Мег Стюарт показала на фестивале спектакль «Соло», состоящий из четырёх периодов активности. Поначалу я не понял, что она это она, думал какая-то зрительница в голубом пуховике опоздала, потому что хорошо выпила в буфете, и пробиралась по пятому ряду, покачиваясь, пытаясь сохранить равновесие, вздымая руки над головами зрителей. Десятисекундная ошибка восприятия была освежающе приятна, как и любая неожиданная фрага, но тумблер иллюзии переключился на реальность, к сожалению. Ещё заметил, что танцовщица, как только дошла до Марины Давыдовой и сидящего рядом Tnargime Rǝnni, сразу пошла вниз, через ряды и зрителей, и вышла на сцену через моё кресло, прикоснувшись на прощание двумя руками. Это знак, подумал я: хватит ходить в театр.

Первое действие напугало две парочки зрителей и они сбежали. Музыка Брэндана Доэрти сурова - конкретный, электронный, жужжащий индастриал, массирующий ваше сердце и горло щелчками, марсианской метелью и медленным дабом. Он извлекал звуки из чрева ноутбука и пульта, а Мег Стюарт, известнейшая американская хореограф и актриса, танцевала. Хотя, что это значит, танцевала, в её случае? Ни одно движение не повторялось, она делала некоторые жесты, никак не хотящие стать танцем. Ну, как будто женщина средних лет проводит пару часов перед зеркалом, и никакие манипуляции с лицом и телом не могут её успокоить. 

I'll get it back – начала она вторую активность. Никакого танца, что меня поразило. Любовная история настолько минималистична, что пробрала до костей. Я верну это обратно – каждая вторая фраза. А первая – перечисление событий любви, общих для двоих. Просто говорила I'll get it back, обнуляя личную историю, отрывая с мясом сросшееся и общее, разрывая целое. И жест архетипический рукой к животу, с поворотом спиной – моё, только моё это чувство, страдание и секс. Вдруг пришла мысль о другой глубине. Что если Мег Стюарт показала нам секретную технику пересмотра, основанную на магическом вспоминании толтеков. Смысл в том, чтобы вспомнить, прежде всего, всех партнёров любви и взять обратно свои светящиеся эманации.

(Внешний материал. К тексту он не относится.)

PR #469, opened 2016-12-22
[MRG] Perform parametrization on certain tests of test_parallel.py

karandesai-96:
#### Third Phase (Extended) PR on #411 ( Succeeding PR #466 )

A set of tests have been parametrized in a simple fashion. Certain tests used `try - final` blocks to register new backend and remove it later. But the test may misbehave if `register_parallel_backend` itself is broken. Also, there's a test for `register_parallel_backend` where this method itself is tested, while in some other tests, it is just a part of test setup.

Temporary changes like this (commonly known as **monkeypatching**) are undertaken through pytest's standard `monkeypatch` fixture. using it clearly states that the line written in test is just a part of setup for that particular test.

#### Reference: http://doc.pytest.org/en/latest/monkeypatch.html

### DIFF
--- a/joblib/test/test_parallel.py
+++ b/joblib/test/test_parallel.py
@@ -355,11 +355,11 @@ def consumer(queue, item):
                    'Produced 3', 'Consumed 3',
                    'Produced 4', 'Consumed 4',
                    'Produced 5', 'Consumed 5']),
-              (4, [  # First batch
-                   'Produced 0', 'Produced 1', 'Produced 2', 'Produced 3',
-                   'Consumed 0', 'Consumed 1', 'Consumed 2', 'Consumed 3',
+              (4, [  # First Batch
+                  'Produced 0', 'Produced 1', 'Produced 2', 'Produced 3',
+                  'Consumed 0', 'Consumed 1', 'Consumed 2', 'Consumed 3',
                      # Second batch
-                   'Produced 4', 'Produced 5', 'Consumed 4', 'Consumed 5'])])
+                  'Produced 4', 'Produced 5', 'Consumed 4', 'Consumed 5'])])
 def test_dispatch_one_job(backend, batch_size, expected_queue):
     """ Test that with only one job, Parallel does act as a iterator.
     """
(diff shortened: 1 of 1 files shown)


lesteve:
The coverage drop is a bit surprising, this needs some investigation ...

lesteve:
Hmmm and now the coverage report has disappeared somehow ...

karandesai-96:
@lesteve All it took was a simple rebase and it was gone :sweat_smile: Looked like magic to me.

lesteve:
Actually I found the reason and I am fixing it at https://github.com/joblib/joblib/pull/476.

lesteve:
#476 was merged, can you rebase to see what the coverage looks like?

karandesai-96:
@lesteve I just rebased it. Let me know if there is anything to change here.

lesteve:
So there is still the coverage drop issue. It would be worth trying to understand why this is the case.

joblib/test/test_parallel.py
```diff
@@ -124,27 +125,13 @@ def test_effective_n_jobs():
...
-        Parallel(n_jobs=2, verbose=verbose, backend=backend)(
-            delayed(square)(x) for x in X)
-
-
-def test_simple_parallel():
-    for backend in ALL_VALID_BACKENDS:
-        check_simple_parallel(backend)
+
+@parametrize('backend', ALL_VALID_BACKENDS)
+@parametrize('n_jobs', [1, 2, -1, -2])
```
lesteve: You have removed the test on different verbose parameters, I think this is part of the coverage drop.

joblib/test/test_parallel.py
```diff
@@ -124,27 +125,13 @@ def test_effective_n_jobs():
...
+def test_simple_parallel(backend, n_jobs):
+    assert ([square(x) for x in range(5)] ==
+            Parallel(n_jobs=n_jobs, backend=backend)(
+                delayed(square)(x) for x in range(5)))
 
 
 def check_main_thread_renamed_no_warning(backend):
```
lesteve: This function is not used any more, can you remove it. This is part of the reason of the coverage drop.

lesteve:
Comparing https://coveralls.io/builds/9602328 (last coverage from this PR) to https://coveralls.io/builds/9617269 (last coverage from master) is probably the way to see if there are more good reasons for the coverage drop.

joblib/test/test_parallel.py
karandesai-96: Oh okay. I didn't get time to check it out since our last conversation, thanks for the help :smile:

joblib/test/test_parallel.py
karandesai-96: oops, my bad.

lesteve:
The coverage was back to normal in your last commit, thanks a lot for this! I tweaked a test a bit, will wait for the CIs and merge if they are green.

karandesai-96:
Oh okay, I saw that - it was a clever refactor!
All green on CIs ! This was probably the last nail in the coffin of #411 :tada:   
We can work on small improvisations in future, if new versions of pytest bring anything interesting.

lesteve:
Great stuff, merging!

lesteve:
> We can work on small improvisations in future, if new versions of pytest bring anything interesting.

Although it is always nice to write the tests in a cleaner way and learn about pytest features, I don't think it is that crucial. It is probably more useful and rewarding at the same time to work on existing issues.

PR #470, opened 2016-12-24
[MRG] Perform parametrization on numpy pickle tests.

### LINKED ISSUE #455: Use comma-separated string rather than tuple in pytest parametrize arguments

karandesai-96:
#### Fixes #455 

This PR parametrizes tests from **test_numpy_pickle.py** and **test_numpy_pickle_utils.py**. Also, cosmetic changes in `@parametrization` decorators of **test_disk.py** and **test_func_inspect.py** have been included.

### DIFF
--- a/joblib/test/test_disk.py
+++ b/joblib/test/test_disk.py
@@ -33,7 +33,7 @@ def test_disk_used(tmpdir):
     assert disk_used(cachedir) < target_size + 12
 
 
-@parametrize('text, value',
+@parametrize('text,value',
              [('80G', 80 * 1024 ** 3),
               ('1.4M', int(1.4 * 1024 ** 2)),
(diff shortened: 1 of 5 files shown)


lesteve:
LGTM, I have rebased on master because one of your change showed that the error message was not great, which I fixed in master.

Nitpick: I'd rather not have spaces in the first argument of `parametrize` (following the pytest doc and looks more like what you would have in a CSV) so I changed that as well.

PR #474, opened 2017-01-04
MAINT: ignore .cache directory generated by py.test when a test failed

aabadie:
When a test failed, py.test generates a .cache folder. This add it to .gitignore.


ogrisel:
Merged!

PR #472, opened 2016-12-29
[MRG] MAINT: add python 3.6 support to CI

aabadie:
This PR includes the latest python 3.6 release in the travis CI matrix. It also adds generated test data with python 3.6.

PR #476, opened 2017-01-10
[MRG] Add missing quote in .travis.yml

lesteve:
Maybe it is be the reason we lost coverage report after #472 was merged. cc @aabadie.


lesteve:
Hmmm now we have Travis but not AppVeyor :angry:

lesteve:
Pushing again and now AppVeyor is back ... oh well :man_shrugging:

PR #478, opened 2017-01-11
[MRG] add make option for computing coverage locally

aabadie:
Add helper Makefile `test-coverage` option for computing and displaying code coverage locally. The `--cov` option is provided by the pytest extension which has to be installed separately, for example using:
```
pip install pytest-cov
```
More information on [their website](http://pytest-cov.readthedocs.io/en/latest/readme.html)

### DIFF
--- a/Makefile
+++ b/Makefile
@@ -7,3 +7,7 @@ test:
 
 test-no-multiprocessing:
 	export JOBLIB_MULTIPROCESSING=0 && py.test joblib
+
+test-coverage:
+	py.test --cov-config .coveragerc --cov-report \
+		term-missing --cov=joblib joblib


aabadie:
@lesteve any opinion on this one ?

lesteve:
I never use `make` for joblib so I am -0 on this one. When I needed to look at the coverage, e.g. for the coverage drop in one of the pytest PR, I use the command-line `pytest --cov=joblib joblib`, which does not seem too hard to remember.

aabadie:
Indeed, but the actual change also gives the lines not covered by the tests per file and uses the same configuration as the one used to coveralls (from `.coveragerc`).

lesteve:
`.coveragerc` is used by default and I just pushed a change in `.coveragerc` that show lines not covered in the report.

With this `make test-coverage` is the same as `pytest --cov=joblib joblib` and as I said I don't think it is worth adding a `make` target for this.

aabadie:
> I said I don't think it is worth adding a make target for this

Ok, closing

lesteve:
Something quite useful regarding coverage to set-up if you are up to it would be to look at codecov. They have browser extensions in order to see the coverage inside the PR diff in github.

lesteve:
They have codecov set it up in https://github.com/tomMoral/loky. They also have some nice tweaks in order to be able to include coverage of subprocesses.

aabadie:
I thought joblib was already setup to work with coveralls ?

lesteve:
codecov != coveralls

Issue #451, opened 2016-12-12
Data corruption in large numerical Pandas.DataFrame using joblib and shared memory


jbalfer:
#### Problem description

When a Pandas DataFrame is used as a shared memory object for parallel computing using ```joblib``` and ```multiprocessing```, the data gets corrupted.

In the example below, the column name and index stays correct, while the internal data (```df.values```) shows random values. However, if not a DataFrame but a NumPy array (simply ```df.values```) is stored in the memory map, everything works as expected.

This issue has already been submitted to Pandas, but is a joblib issue according to the developers.
https://github.com/pandas-dev/pandas/issues/14840

We found that the error only occurs if all of the following criteria are met:
- a Pandas DataFrame is used
- the DataFrame contains numerical data (strings and other objects work as expected)
- the DataFrame has a certain size, i.e., the example works as expected with small data 
- the DataFrame is stored and loaded using ```joblib.dump``` and ```joblib.load```
- more than one processor is used

#### Expected Output

We would expect that the all of the elements in results are the same as the original DataFrame and that 
```np.allclose(results[0], df)``` is True.

#### Minimal code example

```python
import joblib
import multiprocessing
import numpy as np
import os
import pandas as pd
import tempfile

df = pd.DataFrame(np.random.random((1000,3)))

# df.head() is
# 0	1	2
# 0	0.204271	0.250022	0.333579
# 1	0.894605	0.262193	0.412623
# 2	0.260175	0.056537	0.084432
# 3	0.774219	0.824558	0.521398
# 4	0.414248	0.913390	0.735691

temp_folder = tempfile.mkdtemp()
filename = os.path.join(temp_folder, 'joblib_test.mmap')
if os.path.exists(filename): os.unlink(filename)
_ = joblib.dump(df, filename)
memmap = joblib.load(filename, mmap_mode='r') 

def myFunc(df) :
    return df

results = joblib.Parallel(n_jobs=2)(joblib.delayed(myFunc)(memmap) for _ in range(10))

# results[0].head() is
# 	0	1	2
# 0	1.105907e+169	5.745991e+169	5.298748e+180
# 1	3.036710e+213	9.708092e+189	5.587160e+238
# 2	2.379254e+233	7.281947e+223	1.278075e+161
# 3	7.658495e+151	1.452701e-253	6.235120e-85
# 4	6.240245e-85	6.340871e+160	9.041151e+271

np.allclose(results[0], df) # False!
```

lesteve:
[...]

PR #479, opened 2017-01-18
[MRG] Provide backport for numpy memmap fix when offset is greater than mmap.ALLOCATIONGRANULARITY

lesteve:
Fixes https://github.com/joblib/joblib/issues/451.

ping @ogrisel @aabadie.

### DIFF
--- a/joblib/backports.py
+++ b/joblib/backports.py
@@ -1,0 +1,26 @@
+"""
+Backports of fixes for joblib dependencies
+"""
+
+from distutils.version import LooseVersion
+
+try:
+    import numpy as np
+
+    def make_memmap(filename, dtype='uint8', mode='r+', offset=0,
+                    shape=None, order='C'):
+        """Backport of numpy memmap offset fix
+
+        See https://github.com/numpy/numpy/pull/8443 for more details.
+        """
+        mm = np.memmap(filename, dtype=dtype, mode=mode, offset=offset,
+                       shape=shape, order=order)
+        if LooseVersion(np.__version__) < '1.13':
+            mm.offset = offset
+        return mm
+except ImportError:
+    def make_memmap(filename, dtype='uint8', mode='r+', offset=0,
+                    shape=None, order='C'):
+        raise NotImplementedError(
+            "'joblib.backports.make_memmap' should not be used "
+            'if numpy is not installed.')
--- a/joblib/test/test_numpy_pickle.py
+++ b/joblib/test/test_numpy_pickle.py
@@ -13,6 +13,7 @@ import bz2
 import pickle
 import socket
 from contextlib import closing
+import mmap
 
 from joblib.test.common import np, with_numpy
 from joblib.test.common import with_memory_profiler, memory_used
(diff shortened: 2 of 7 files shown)


joblib/backports.py
```diff
@@ -0,0 +1,25 @@
+"""
+Backports of fixes for joblib dependencies
+"""
+
+from distutils.version import LooseVersion
+
+try:
+    import numpy as np
+
+    def make_memmap(filename, dtype='uint8', mode='r+', offset=0,
```
ogrisel: I prefer `np.uint8` instead of `'uint8'` but it's not a big deal.

joblib/backports.py
```diff
@@ -0,0 +1,25 @@
...
+                    shape=None, order='C'):
+        """Backport of numpy memmap offset fix
+
+        See https://github.com/numpy/numpy/pull/8443 for more details.
+        """
+        mm = np.memmap(filename, dtype=dtype, mode=mode, offset=offset,
+                       shape=shape, order=order)
+        if LooseVersion(np.__version__) < '1.13':
+            mm.offset = offset
+        return mm
```
ogrisel: nice and short :)

joblib/test/test_numpy_pickle.py
```diff
@@ -898,3 +899,19 @@ def test_pickle_in_socket():
...
+
+@with_numpy
+def test_load_memmap_with_big_offset(tmpdir):
+    # Test that numpy memmap offset is set correctly if greater than
+    # mmap.ALLOCATIONGRANULARITY, see
+    # https://github.com/joblib/joblib/issues/451 and
+    # https://github.com/numpy/numpy/pull/8443 for more details.
+    fname = tmpdir.join('test.mmap').strpath
+    size = mmap.ALLOCATIONGRANULARITY
+    obj = [np.zeros(size, dtype='uint8'), np.ones(size, dtype='uint8')]
```
ogrisel: same cosmetic comment here: `np.uint8`.

joblib/test/test_parallel.py
```diff
@@ -729,3 +731,19 @@ def test_nested_parallel_warnings(capfd):
...
+def identity(arg):
+    return arg
+
+
+@with_numpy
+@with_multiprocessing
+def test_memmap_with_big_offset(tmpdir):
+    fname = tmpdir.join('test.mmap').strpath
+    size = mmap.ALLOCATIONGRANULARITY
+    obj = [np.zeros(size, dtype='uint8'), np.ones(size, dtype='uint8')]
```
ogrisel: again here.

joblib/test/test_pool.py
```diff
@@ -433,3 +436,46 @@ def test_workaround_against_bad_memmap_with_copied_buffers(tmpdir):
...
+
+def test__strided_from_memmap(tmpdir):
+    fname = tmpdir.join('test.mmap').strpath
+    size = 5 * mmap.ALLOCATIONGRANULARITY
+    offset = mmap.ALLOCATIONGRANULARITY + 1
+    # This line creates the mmap file that is reused later
+    memmap_obj = np.memmap(fname, mode='w+', shape=size)
+    # filename, dtype, mode, offset, order, shape, strides, total_buffer_len
+    memmap_obj = _strided_from_memmap(fname, dtype='uint8', mode='r+',
+                                      offset=offset, order='C', shape=size,
```
ogrisel: this should be `shape=size - offset`, right? I guess numpy is safe and ignore and shorten the  memmap arrays if the requested size is larger than the file size + offset.

joblib/backports.py
lesteve: I don't mind either way. In this case this is to have uniform signature in the case where numpy is not available ... Not a great reason but there you go.

joblib/test/test_pool.py
lesteve: Turns out with `mode = 'r+'` you can change the size of the memmap file. With `mode = 'r'`, you get an error so I'll use `mode = 'r'` to avoid this kind of issues.

joblib/backports.py
ogrisel: Right. Not a big deal either way :)

lesteve:
OK I'll leave the dtype as strings and merge this one.

ogrisel:
Thanks for the fix and the backport @lesteve!

ogrisel:
We need an entry in the changelog for this.

lesteve:
Ah yeah, you are right I forgot about this. I'll add one in master.

PR #484, opened 2017-01-24
[MRG] Fix speed regression for n_jobs=1

### LINKED ISSUE #483: Speed regression for n_jobs=1
from https://github.com/scikit-learn/scikit-learn/issues/8186#issuecomment-274538143:

Snippet reproducing the issue:

```python

def func():
    return 42

inputs = range(1000)

%timeit Parallel(n_jobs=1)(delayed(func)() for _ in inputs)
```

The speed regression is way worse on Python 2:

Timings:

| | Python 2.7 | Python 3.5 |
|-|---------------|---------------|
| joblib 0.9.4 | 32.8 ms | 38.6 ms |
| joblib master | 667 ms | 76.6 ms |

lesteve:
Fix #483.

### DIFF
--- a/joblib/parallel.py
+++ b/joblib/parallel.py
@@ -30,7 +30,6 @@ from .disk import memstr_to_bytes
 from ._parallel_backends import (FallbackToBackend, MultiprocessingBackend,
                                  ThreadingBackend, SequentialBackend)
 from ._compat import _basestring
-from .func_inspect import getfullargspec
 
 # Make sure that those two classes are part of the public joblib.parallel API
 # so that 3rd party backend implementers can import them from here.
@@ -680,12 +679,13 @@ class Parallel(Logger):
             # the use of the lock
             with self._lock:
                 job = self._jobs.pop(0)
+
             try:
-                # check if timeout supported in backend future implementation
-                if 'timeout' in getfullargspec(job.get).args:
+                if self._backend.supports_timeout:
                     self._output.extend(job.get(timeout=self.timeout))
                 else:
                     self._output.extend(job.get())
+
             except BaseException as exception:
                 # Note: we catch any BaseException instead of just Exception
                 # instances to also include KeyboardInterrupt.
--- a/joblib/parallel.py
+++ b/joblib/parallel.py
@@ -16,6 +16,7 @@ import threading
 import itertools
 from numbers import Integral
 from contextlib import contextmanager
+import warnings
 try:
     import cPickle as pickle
 except ImportError:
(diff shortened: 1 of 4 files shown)


joblib/parallel.py
```diff
@@ -681,11 +680,15 @@ def retrieve(self):
             with self._lock:
                 job = self._jobs.pop(0)
             try:
-                # check if timeout supported in backend future implementation
-                if 'timeout' in getfullargspec(job.get).args:
-                    self._output.extend(job.get(timeout=self.timeout))
+                if self.timeout is not None:
```
lesteve: The try except in the case of n_jobs=1 and timeout=None has a slight overhead so I thought I would avoid it even if the code is a bit more convoluted.

lesteve: We could also have an alternative approach where we check backend implementation support for timeout once after the backend is initialized rather than on each `retrieve`. @ogrisel let me know what you think.

ogrisel: +1 for doing backend introspection once and for all if the performance is good that way.

ogrisel: Otherwise I am fine with the current fix as well.

ogrisel: I think we make it explicit that the backend supports timeout not.

lesteve:
@ogrisel I added a fix with the backend implementations declaring whether they support timeout or not as we discussed.

Maybe two little things that remain:
- [ ] backend not deriving from ParallelBackendBase. Maybe we want to use `getattr(self._backend, 'supports_timeout')`
- [ ] warning if timeout is used and backend does not support timeout

ogrisel:
I am fine with `getattr(self._backend, 'supports_timeout', False)`. +1 for a warning as well.

lesteve:
> I am fine with getattr(self._backend, 'supports_timeout', False). +1 for a warning as well.

Done

ogrisel:
This looks great. Thanks for the fix.

lesteve:
Do we want to do a 0.10.4 bugfix release for this?

GaelVaroquaux:
> Do we want to do a 0.10.4 bugfix release for this?

I think that it would be good. It shouldn't be too much work, right?

lesteve:
I guess the question is more do we want a 0.11 release with what is in master vs a 0.10.4 release with a small set of fixes. The pytest move + dropping support with Python 2.6 may well make the former slightly painful.

Looking at CHANGES.rst, the only change in master that may be controversial is the LRU cache replacement policy.

I would still be in favour of a 0.11 release.

GaelVaroquaux:
> Looking at CHANGES.rst, the only change in master that may be
> controversial is the LRU cache replacement policy.

It's all pretty awesome.

> I would still be in favour of a 0.11 release.

Yes, that's nice. I'd like to get the LRU to people.

lesteve:
I'd like to get #434 in 0.11 while we are at it. It's close to being ready for review.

Тогда долго будешь жить. 

Третий выход на сцену – эротический. Что-то орёт телевизор за сценой, а она двигается под стоны второго подкаста. Да, в программке есть 18+, йа йа. Похоже на концерт эйсид-хаусного Psychic TV. Но Мег Стюарт не Дженезис Пи-Орридж, её страсть доходит до зрителей в момент, когда она трогает свой живот и грудь. Затемнение.

А что же было четвёртым? Нет, пора прекращать ходить в театр. Ничего невозможно вспомнить. Так, есть же рецепт от Мег и Кастанеды, надо произнести I'll get it back. Помню, всё-таки танцевала некоторое время, циклически повторяя некоторые типические движения, а потом как-то оказалась топлес. Принялась мерять парик с длиннейшими волосами, или укрываться ими, как русалка. Ну что сказать, чрезвычайно искреннее выступление очень симпатичного человека, минималистично показавшего всё горе и радость человека. И поразительны тонкость и размах повествования.